How much how you can afford depends on how much money you can pay upfront plus how much you can pay monthly.
down payment + mortgage you can get = most expensive home you can afford
Most people can afford a home worth up to three times their annual household income, if they can make a substantial down payment and have only a moderate amount of other debt. If you have little to no debt and can put 20% down you can probably afford a house worth up to four times your annual income.
The bigger down payment you can offer, the bigger the mortgage you can get. About your down payment.
The more debt you already have, the smaller the mortgage you will get. About your debt ratio.
The better you are at managing your debt, the bigger the mortgage you can get. About your credit rating.
The longer your loan period is (30-year vs. 15-year), the lower your monthly payments will be.(But you’ll also end up paying more money over the life of the loan.)

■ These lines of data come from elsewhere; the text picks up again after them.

PR #537, opened 2021-04-19
Prevent repetition of labels when displaying only "further details" on actioned credits

ushkarev:
If a credit was accepted or rejected only with "further details", 2 labels were displayed. Now, the "further details" label is displayed only if the credit was rejected and other reasons had been given as well.


xoen (approved):
LGTM 👍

Here’s a calculator for estimating how much home you can afford. Your lender will give you an itemized list of how much you need to bring to closing.
About down payments
A down payment is partial payment made at the time of purchase.Most buyers take out a loan (“mortgage”) for the balance, and make monthly payments until the loan is paid off.A mortgage payment includes a partial payment of the cost of the home (“principal”) plus an interest charge calculated based on how much is still owed.
It is possible to get a mortgage with a 0% down payment if you have an outstanding credit score (700+), but the higher a down payment you can pay, the more doors will open for you.Higher down payments send a signal to lenders that you will have the ability to make your monthly mortgage payments. Aim for 20% of the purchase price.
Long-term benefits of making a higher down payment
- Own more of your home
- Easier to find a mortgage lender
- Easier to qualify for a mortgage
- Lower monthly mortgage payments
- Less likely to be required to pay for private mortgage insurance
- Less likely to lose home to foreclosure
Make a lower down payment now or a higher down payment later?
The primary benefit of owning versus renting is the ability to lock in a monthly payment for 15-30 years and then stop paying altogether. The sooner you can get into a new home, the sooner you can kiss rising rent payments goodbye.
But if you don’t have a lot of money put aside for a down payment, should you put off buying until you’ve saved up more?The answer depends on:
- Your credit score
- How much house you want
- Market conditions and trends, such as:
– Mortgage rates
– Tax incentives
– How many houses are for sale
– How quickly houses are selling
– Time of year
- What kind of a mortgage you can get with what you have
One reason to get yourself a good buyer’s agent like Robin or Wil Guernsey is that she has worked with every sort of buyer in every sort of situation and can give you good advice, based on her knowledge of the market and your own hopes and dreams. They can also refer you to a reputable lender who can help you weigh your options to make the decision that’s right for you.
Pay down debt or save for down payment?
Before giving you a mortgage a lender will want to know you can make your monthly payments.Lenders look at your credit report, which shows how good you are at paying your bills on time.
They also look at how much of your pre-tax income you are currently using to make minimum payments on credit cards, school loans, auto loans, etc.This is your debt ratio:
monthly minimum payments ÷ monthly pre-tax income = debt ratio
The debt ratio tells your lender how much money you’ll have available to make your monthly mortgage payments after you’ve paid your other bills.Aim for a debt ratio of below 20% in order to qualify for a good mortgage rate.
The better your credit score and the more money you can put into your down payment, the less your debt ratio will matter to lenders.
A good lender can give you good, objective advice how much down payment you’ll need to reach your goals.
- Above 38% — You will probably not qualify for a mortgage until you pay down more of your debt.Start with your higher interest credit cards.
- 20% – 37% — Do what you can to pay down debts, beginning with your higher interest credit cards.
- 19% and below — Save up for that 20% down payment. It will get you a better interest rate, make it easier to qualify for a loan, and result in smaller monthly mortgage payments.